Dataset records:
※ ※ ※
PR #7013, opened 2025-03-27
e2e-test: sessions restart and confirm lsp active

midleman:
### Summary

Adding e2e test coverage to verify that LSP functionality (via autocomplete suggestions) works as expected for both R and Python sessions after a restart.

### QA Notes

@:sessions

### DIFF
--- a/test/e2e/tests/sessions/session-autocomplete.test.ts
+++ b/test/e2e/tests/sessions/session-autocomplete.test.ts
※ ※ ※
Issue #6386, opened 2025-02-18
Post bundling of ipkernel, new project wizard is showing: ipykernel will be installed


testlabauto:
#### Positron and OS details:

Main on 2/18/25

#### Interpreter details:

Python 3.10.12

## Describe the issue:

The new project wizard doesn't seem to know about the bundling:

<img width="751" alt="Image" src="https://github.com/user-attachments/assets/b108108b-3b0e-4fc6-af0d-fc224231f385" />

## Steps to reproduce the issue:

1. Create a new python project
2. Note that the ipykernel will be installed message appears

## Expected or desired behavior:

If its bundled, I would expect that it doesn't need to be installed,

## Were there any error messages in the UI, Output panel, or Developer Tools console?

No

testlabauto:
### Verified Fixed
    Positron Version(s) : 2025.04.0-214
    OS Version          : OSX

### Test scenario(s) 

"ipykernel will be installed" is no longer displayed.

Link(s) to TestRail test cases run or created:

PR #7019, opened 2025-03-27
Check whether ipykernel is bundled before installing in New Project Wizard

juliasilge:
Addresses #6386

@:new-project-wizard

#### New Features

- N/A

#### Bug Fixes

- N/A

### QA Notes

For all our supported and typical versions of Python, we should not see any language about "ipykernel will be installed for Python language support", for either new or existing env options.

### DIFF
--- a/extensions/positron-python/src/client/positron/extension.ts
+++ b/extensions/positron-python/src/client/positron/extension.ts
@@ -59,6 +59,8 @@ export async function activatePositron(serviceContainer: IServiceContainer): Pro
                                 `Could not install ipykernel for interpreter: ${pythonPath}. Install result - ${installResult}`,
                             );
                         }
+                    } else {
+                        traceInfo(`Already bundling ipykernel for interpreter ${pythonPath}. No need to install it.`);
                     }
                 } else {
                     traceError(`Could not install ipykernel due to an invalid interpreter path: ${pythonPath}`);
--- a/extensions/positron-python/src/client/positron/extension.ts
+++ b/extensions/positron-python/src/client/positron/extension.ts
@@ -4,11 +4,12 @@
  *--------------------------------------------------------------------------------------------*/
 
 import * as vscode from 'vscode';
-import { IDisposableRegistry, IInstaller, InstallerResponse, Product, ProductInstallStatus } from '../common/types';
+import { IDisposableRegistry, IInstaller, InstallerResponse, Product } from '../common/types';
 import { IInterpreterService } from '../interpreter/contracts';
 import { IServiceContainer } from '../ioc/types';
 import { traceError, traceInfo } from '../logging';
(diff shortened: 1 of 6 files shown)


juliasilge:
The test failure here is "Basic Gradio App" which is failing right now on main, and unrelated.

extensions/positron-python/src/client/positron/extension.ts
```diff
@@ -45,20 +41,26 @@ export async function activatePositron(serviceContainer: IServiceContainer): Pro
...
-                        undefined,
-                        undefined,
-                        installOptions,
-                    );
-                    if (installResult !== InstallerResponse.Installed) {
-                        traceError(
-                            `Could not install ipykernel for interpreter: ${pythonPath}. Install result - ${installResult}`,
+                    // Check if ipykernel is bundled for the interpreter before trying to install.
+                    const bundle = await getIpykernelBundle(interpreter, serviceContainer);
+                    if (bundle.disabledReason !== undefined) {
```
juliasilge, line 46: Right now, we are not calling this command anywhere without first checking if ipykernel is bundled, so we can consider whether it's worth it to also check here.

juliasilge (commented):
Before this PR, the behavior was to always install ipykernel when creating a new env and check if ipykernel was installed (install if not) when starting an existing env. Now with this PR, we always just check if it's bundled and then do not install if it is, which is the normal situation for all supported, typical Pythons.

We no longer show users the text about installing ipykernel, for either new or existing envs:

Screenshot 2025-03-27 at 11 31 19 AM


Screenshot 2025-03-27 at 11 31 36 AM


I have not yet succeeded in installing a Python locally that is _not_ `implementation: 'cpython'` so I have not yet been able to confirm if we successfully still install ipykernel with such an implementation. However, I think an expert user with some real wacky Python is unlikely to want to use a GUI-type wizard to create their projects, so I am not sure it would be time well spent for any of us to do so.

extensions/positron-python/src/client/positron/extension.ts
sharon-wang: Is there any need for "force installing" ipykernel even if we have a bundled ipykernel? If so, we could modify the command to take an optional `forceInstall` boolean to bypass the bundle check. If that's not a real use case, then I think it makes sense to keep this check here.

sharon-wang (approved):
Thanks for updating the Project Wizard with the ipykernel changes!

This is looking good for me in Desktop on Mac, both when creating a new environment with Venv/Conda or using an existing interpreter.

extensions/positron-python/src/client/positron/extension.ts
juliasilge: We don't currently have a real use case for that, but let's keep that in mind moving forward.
※ ※ ※
> Requirement:
Gather all lines from the records above in which "sessions" appears.

> Task result:
e2e-test: sessions restart and confirm lsp active
Adding e2e test coverage to verify that LSP functionality (via autocomplete suggestions) works as expected for both R and Python sessions after a restart.
@:sessions
--- a/test/e2e/tests/sessions/session-autocomplete.test.ts
+++ b/test/e2e/tests/sessions/session-autocomplete.test.ts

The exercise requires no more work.